PR #146, opened 2021-12-20
Remove all linter issues

Miexil:
### What does this PR do?

Fixes all linter issues that were raised.
Adds a Makefile with a set of commands (same as on publishr-admin) and some scripts.

The goal after this is to enable the Linting & Tests steps into the CI.

### Good PR checklist

- [x] Title makes sense
- [x] Properly assigned
- [ ] Added/updated tests
- [x] Properly labeled


tests/dummy/app/templates/application.hbs
```diff
@@ -43,16 +43,28 @@
...
+                       @ongoingMessage="ongoing"
+                       @successMessage="success"
+                       @failureMessage="failure'"
+                       class="margin-right-xx-sm">
+      Destructive button
+    </DestructiveButton>
+    <LoadingButton @slowAction="loadingAction" class="upf-btn upf-btn--primary"
+                   @initiallyDisabled={{false}}>
+      Loading button
+    </LoadingButton>
```
JulienVannier66, line 68: Do you keep that and these functions associated?

Miexil: Yeah, I think that's fine ; we've been leaving component examples together with @phndiaye.
It's the test app so nothing problematic IMHO.

JulienVannier66 (approved):

phndiaye (approved):

tests/dummy/app/templates/application.hbs
phndiaye: yep, it's only ran locally so doesn't do any harm

phndiaye (approved):

JulienVannier66 (approved):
━━━
(Task item):
Copy out each line of the material that holds the word "class".

(Task result):
+                       class="margin-right-xx-sm">
+    <LoadingButton @slowAction="loadingAction" class="upf-btn upf-btn--primary"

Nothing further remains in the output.